The company has moderate organic capital expenditure (capex) plan of Rs 20-45 crore annually over the medium term. Going forward improvement in profitability coupled with judicious funding of capex is likely to improve debt/EBITDA below 1.0 times and gearing below 0.6 times over medium term. Furthermore, debt protection metrics is expected to improve with interest cover above 7 times over the medium term, on account of interest subvention of 5% on packing credit facility and paring down of high interest term loans.
The group has financial flexibility of fund infusion from TA, global private equity firm, which acquired 54.39% stake in January 2021.
CRISIL Ratings is given to understand that TA will remain invested for five years and there is no obligation on OAHL or the promoter family to provide an exit or assured return to TA. Further, TA has financial flexibility to provide additional fund infusion to support OAHL’s growth plans and acquisitions, if any. Any larger than expected debt funded acquisition or capex could adversely impact the group’s financial risk profile and will remain the key monitorable.
Weaknesses:
- Working capital intensive operations
OAHL has working capital intensive operations, given the seasonality in the raw material availability, being agriculture commodities.
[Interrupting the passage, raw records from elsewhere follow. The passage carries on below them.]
PR #20, opened 2018-11-07
Dev graphnode

zzawadz:
Separate GraphNode and PipeOps


pfistfl:
I will merge for now, so I can work on it.

PR #25, opened 2018-11-09
Feature transform

pfistfl:
Introduces a new **PipeOp**: PipeOpFeatureTransform which maps from
[data.table] -> [data.table]

Example: (see train_dt)
```
PipeOpPCA = R6Class("PipeOpPCA",
  inherit = PipeOpFeatureTransform,
  public = list(
    initialize = function(id = "pca") {
      super$initialize(id)
    },
    train_dt = function(dt) {
      pcr = prcomp(as.matrix(dt), center = FALSE, scale = FALSE)
      private$.params = pcr$rotation
      as.data.table(pcr$x)
    },
    predict2 = function() {
      assert_list(self$inputs, len = 1L, type = "Task")
      # FIXME: Make sure dimensions fit (if input did not have full rank)
    }
  )
)
```


berndbischl:
you can always merge in cases like these, for now

Issue #41, opened 2018-11-16
we need a good printer for graphs


berndbischl:
1) the graphical plotter should plot the graph as is

2) the printer needs to show a compact form on the console.
we could implement this by topological sorting

with that i mean we sort the graph in layer. then show it like this:

[ids, 1] >> [ids, 3] >> [ids, 2]

the number is the number of elements in the layer, ids is a concatened string of the ids

zzawadz:
Sth like this?

```
# Pipeline Graph
#  [(OpNULL), 1] >> [(scaler,pca), 2] >>
#  [(featureunion), 1] >> [(classif.rpart), 1] 
```

pfistfl:
I like that.
The other option would be to make the printer have multiple lines which is a little tedious and not super important IMHO.

berndbischl:
we need to figure out whther "layers" really exist in toposorting

berndbischl:
how about we simply print the edge datatable, or its head? if the user wants to see the real graph, he plots it with igraph.

mb706:
Currently the printer does this:
```r
> gr = PipeOpScale$new() %>>% PipeOpPCA$new() %>>% PipeOpLearner$new(mlr_learners$get("classif.rpart"))
> gr
Graph with 3 PipeOps:
             ID         State
1         scale <<UNTRAINED>>
2           pca <<UNTRAINED>>
3 classif.rpart <<UNTRAINED>>
> gr$train(mlr_tasks$get("iris"))
INFO [mlr3] Training learner 'classif.rpart' on task 'iris' ...
[[1]]
NULL

> gr
Graph with 3 PipeOps:
             ID        State
1         scale       <list>
2           pca     <prcomp>
3 classif.rpart <Experiment>
```

PipeOps are sorted topologically, but it is not limited to the head. Thoughts on this?

berndbischl:
ok what you posted is something else, not the edges. but i still like it. check a bit, then colse

berndbischl:
maybe we can add the predeccs and successors nodes as character cols?

mb706:
Still needs predecessors & successors

Issue #36, opened 2018-11-16
traverseGraph should potentially be a method of Graph. it also should be called "map"


berndbischl:

zzawadz:
https://github.com/mlr-org/mlr3pipelines/commit/e5b5bdeb1d827b4bbc0434b2edc1201df0c283d6 - new map function.

berndbischl:
thx. but pleeeeease no simplify = TRUE. at least not as the default.

berndbischl:
obsolete

Issue #33, opened 2018-11-16
remove all instances of "<-"


berndbischl:

zzawadz:
I will be in my today's pull request.

PR #49, opened 2018-11-19
Dev zz

zzawadz:
#33 
#41 - first attempt
#36


R/PipeOpFeatureUnion.R
```diff
@@ -11,23 +11,27 @@ PipeOpFeatureUnion = R6Class("PipeOpFeatureUnion",
...
 
-      input1 <- inputs[[1]]
-      targets <- input1$data(cols = task$target_names)
+      input1 = inputs[[1]]
+      targets = input1$data(cols = input1$target_names)
 
-      data <- do.call(cbind, c(all_data, list(targets)))
-      db <- as_data_backend(data)
+      data = do.call(cbind, c(all_data, list(targets)))
+      db = as_data_backend(data)
```
pfistfl: Michel proposed new methods in (https://github.com/mlr-org/mlr3/issues/61)
maybe we can use them here?
```
task$select(task$target_names)
task$cbind(newdata)
```

R/Graph.R
```diff
@@ -206,3 +214,66 @@ graph_plot = function(root) {
...
+
+  visit = function(node, state, depth = 1) {
+    if(node$id %in% state$permanent) {
+      state$depth[node$id] = pmax(depth, state$depth[node$id], na.rm = TRUE)
+      return()
+    }
+    if(node$id %in% state$temporary) stop("Not a DAG")
+    state$temporary = c(node$id, state$temporary) # mark temporarily
+
+    if(length(node$next_nodes) > 0) {
```
pfistfl: Do we want a helper function here, so we consistently check this across multiple functions that require this.

zzawadz: I added an AB method `has_next`.

R/PipeOpFeatureUnion.R
zzawadz: I think we can change that when we will have the whole flow of tasks described.

Right now creating new task is safer, because if the same task will be passed to two nodes we won't break anything.

And changing the behavior here was not the purpose of this pull request. I just replaced the `<-` with `=`:)

Issue #37, opened 2018-11-16
Test & verify that %>>% does a deep copy


berndbischl:

zzawadz:
In my implementation in https://github.com/mlr-org/mlr3pipelines/pull/50, it does not copy the inputs.

I have a mixed feeling about this, because if it does a deep copy, then it will be easier for users to define multiple pipelines based on the same building block. So this approach, I think, would be more experimenting friendly.

However, if we wouldn't copy the inputs, then it will be much easier to debug the pipeline because the user will be able to see the current state of the pipeop without looking for it inside the Graph.

Debugging without the deep copy:
```r
g = op1 %>>% op2 %>>% op3
op2$params
```

With deep copy:
```r
g = op1 %>>% op2 %>>% op3
g$find_by_id(op2$id)$pipeop$params
```

On the other hand, I think R users do not work a lot with reference classes, so performing a deep copy will be much more friendly for them.

**I would vote for the deep copy.**

berndbischl:
we need to unit test that it really does a deep copy then close here

PR #50, opened 2018-11-21
Dev pipeoperator

zzawadz:
First attempt to the sugar operators.


zzawadz:
See #51

zzawadz:
#37 - also important.

zzawadz:
I'll add #54 today.

zzawadz:
Now working on #51

zzawadz:
We can merge this if you like the code, but I think a lot of that code might be invalid after we agree on #57

PR #114, opened 2019-01-19
Vignettes and README

mb706:


mb706:
Going to fix trafis in master later today.

PR #137, opened 2019-02-17
Use tic for CI

pat-s:
- use `tic.R`
- adjust to `mlr-org` standard for CI
- use README.md

Appveyor fails due to `igraph` -> as long as there is no binary for the latest release, it will be hard to install on Windows: https://github.com/igraph/rigraph/issues/321
However, once the binary exists the build should pass -> I recommend to include it.


mllg:
Any ideas why roxygen is not getting installed?

pat-s:
The preparation of the `step_build_pkgdown` is missing. In this step, `roxygen2` gets installed. And the reason for missing it is because the env variable `id_rsa` is missing in the Travis settings of the repo.

The reason `travis::use_tic()` and `travis::use_travis_deploy()` did not work (their goal is, among others, to add an `id_rsa` env variable) is that Travis changed from Travis.org to Travis.com for new repos recently. `mlr3` is still in Travis.org while mlr3pipelines is running under Travis.com.

pat-s:
See this issue: https://github.com/ropenscilabs/travis/issues/77

pat-s:
@mllg Merge?

PR #167, opened 2019-06-27
Plotting using Add visNetwork

pfistfl:
Added interactive (d3.js) plots using visNetwork. 

This is by no means finished, but to stimulate discussion. 

Some plots: 
visNetwork

stacking

bagging


pat-s:
Thanks @pfistfl. Could you also include a short reprex how one of these graphs was generated?

I think the coloring is suboptimal, there should be colors distinguishing different parts by default. Also blue outlines on blue boxes do not look good. But I guess that's all configurable?

pfistfl:
Generally, this would just be the `graph$plot(TRUE)` function for the three graphs defined in the `examples` vignette. 

In general everything is configurable.
Takeaways: 
- Input and Output have a (fixed?) color? Proposals? 
- Outline: Different color from fill, any proposals?

pfistfl:
Example 1:
``` r
  library(mlr3)
  library(mlr3pipelines)
  task = mlr_tasks$get("iris")
  train.idx = sample(seq_len(task$nrow), 120)
  test.idx = setdiff(seq_len(task$nrow), train.idx)
  single_pred = PipeOpSubsample$new() %>>%
    PipeOpLearner$new(mlr_learners$get("classif.rpart"))
  pred_set = greplicate(single_pred, 10L)
  pred_set$plot()
```

<sup>Created on 2019-06-28 by the [reprex package](https://reprex.tidyverse.org) (v0.3.0)</sup>

pat-s:
With your branch your example looks like this for me:

image

> Input and Output have a (fixed?) color? Proposals?

dark-green?

> Outline: Different color from fill, any proposals?

black outline, white fill?

pfistfl:
If you have the latest commits, 
the $plot() method should render to html per default.
Otherwise use `.$plot(TRUE)`

pfistfl:
Currently it looks like this:
image

mb706:
Maybe make "input" and "output" less prominent (i.e. don't make them bigger than pipeop nodes, and put them in a faded colour), they are pseudonodes after all. You could also experiment with making nodes a different colour depending on their input / output, so that a preprocessing pipeop (task -> task; task -> task) looks different from a learner (task -> null; task -> prediction) or an ensemble (prediction -> prediction). The most common of these combinations could be hardcoded, others could get colors depending on a hash value or something. (`get_class_hierarchy()` could help here). Might be interesting to do the same to the arrows, i.e. colour them according to the data type that flows along them.

pfistfl:
@mb706 
Good idea!
I would suggest doing this in a second iteration?

pat-s:
I like the [graphs](https://ropenscilabs.github.io/drake-manual/plans.html) in the _drake_ package. Maybe that can give some inspiration - don't know which package is doing the graph work there.

pfistfl:
They seem to use both [networkD3](https://www.htmlwidgets.org/showcase_networkD3.html) and `visNetwork` (the one I am using) 

The plot looks like `visNetwork` I guess

pfistfl:
- Added alpha for the colors, 
- Info on hover is now basically `print(pipeop)`
- html is off per default? 

I think we might want to postpone further improvements until after release.

PR #172, opened 2019-07-03
use mlr3misc register_dictionary

mb706:
Uses mlr-org/mlr3misc#21


mllg:
We agreed on just registering stuff directly in the dict.

PR #175, opened 2019-07-08
Allow for types other than classif refr

pfistfl:


pfistfl:
Deactivated checks here, they were not working with mlr3ordinal.
Currently do not see why we would need them.

PR #186, opened 2019-07-14
Less `innum` / `outnum` in PipeOps: varargs (input) and automatic copy (output)

mb706:
1) Instead of having to use the `PipeOpCopy` in some places, it is now possible to add multiple edges to a single output channel; outputs are then copied automatically.
    ```r
    "scale" %>>% PipeOpCopy$new(outnum = 2) %>>% gunion(list("pca", "subsample"))
    ```
    can then be written as
    ```r
    "scale" %>>% gunion(list("pca", "subsample"))
    ```
2) Instead of having to initialize some `PipeOp`s with `innum`, one could now declare one `input` channel as `vararg` by naming it `"..."`. Then multiple edges can be connected to it.
    ```r
    gunion(list("scale", "pca")) %>>% PipeOpFeatureUnion$new(innum = 2)
    ```
    can then be written as
    ```r
    gunion(list("scale", "pca")) %>>% "featureunion"
    ```
    (for this the `PipeOpFeatureUnion` needs to be adjusted to have a `"..."` input channel)

### DIFF
--- a/R/Graph.R
+++ b/R/Graph.R
@@ -199,12 +199,11 @@ Graph = R6Class("Graph",
           src_id, types_src$predict, dst_id, types_dst$predict)
       }
 
-      bad_rows = (self$edges$src_id == src_id & self$edges$src_channel == src_channel) |
-        (self$edges$dst_id == dst_id & self$edges$dst_channel == dst_channel)
+      bad_rows = (self$edges$dst_id == dst_id & self$edges$dst_channel == dst_channel & self$edges$dst_channel != "...")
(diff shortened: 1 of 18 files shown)


pfistfl:
I really like those changes.
Still Not convinced about using char Strings though

berndbischl:
> ```r
> gunion(list("scale", "pca")) %>>% "featureunion"
> ```

how about shortening even the first one to
gunion("scale", "pca")
or
list("scale", "pca")

?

The group had gross current assets of 231 days as on March 31, 2020, on account of large inventory of upto 145 days with raw material stocking during the peak procurement season and debtors at 69 days. The group's business risk profile should remain constrained by working capital-intensive operations
- High geographic and customer concentration risk
OAHL group derives around 80% of revenues from the US market, thereby resulting in high geographic concentration. The company is exposed to fluctuations in forex risk, as majority of revenues are from the US, while raw material procurement is largely domestically. The company does not hedge its forex exposure.
OAHL derives about 50% of revenues from top 10 customers. Any loss of customer or lower demand from top customers could adversely impact the company’s operating performance. However, the group benefits from established relationship with its customers and co-branded products.
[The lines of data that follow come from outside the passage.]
PR #233, opened 2019-08-12
Style pkg

pat-s:
Applying `styler::mlr_style()`


pat-s:
@mb706 	Can we merge this? Build errors are the same as in master.

mb706:
Too many conflicts to merge; instead I adjusted things manually now. I left things I disagree with out (short `if ()` on one line, `on.error({})` on one line, two spaces before inline comment, cosmetic empty lines).

pat-s:
The we should probably discuss the style guide again, otherwise we do not need one.

berndbischl:
> The we should probably discuss the style guide again, otherwise we do not need one.

we will dicuss this in one of the next core meeting but @pat-s @mb706 @mllg must all be present

PR #2730, opened 2023-09-09
enhance(client): optimzie the predict count logging for greater accuracy

tianweidut:
## Description

for the following cases:
  - multi datasets
  - `ignore_error=True`, but meets predict exception.
  - batch > 1,  the number of input data is not equal to the number of predict results  

## Modules
- [x] Client

## Checklist
- [ ] add unit test
- [ ] add necessary doc


goldenxinxing (approved):
LGTM

PR #2733, opened 2023-09-11
fix(controller): restore SQL syntax error with multiQueries is true

goldenxinxing:
## Description

There will occur an SQL syntax error when allowMultiQueries=true, the reason is that the content of dump sql script contains semicolon(;) at the line of end.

OAHL group has a diverse product profile of over 20-25 products, with about 45-47% of the revenues from Lutemax 2020and Lutein family products– key products in vision care. The company’s ability to launch new products and ramp up its product portfolio as well as geographic diversification will remain the key monitorable.
- Susceptibility to fluctuations in raw material availability and prices
The group’s products are natural and manufactured from flower extract, botanical plants which are sourced from agriculture fields. Raw materials, being agricultural commodities, are subject to risks of availability owing to adverse climatic conditions and resultant volatility in prices. The group’s vertically integrated supply chain for key products like marigold and paprika ensure consistent quality output. While operating profitability should remain healthy over the medium term, any significant volatility in raw material prices and inability to pass on such price increases to end customers immediately could put pressure on operating profitability and cash accrual.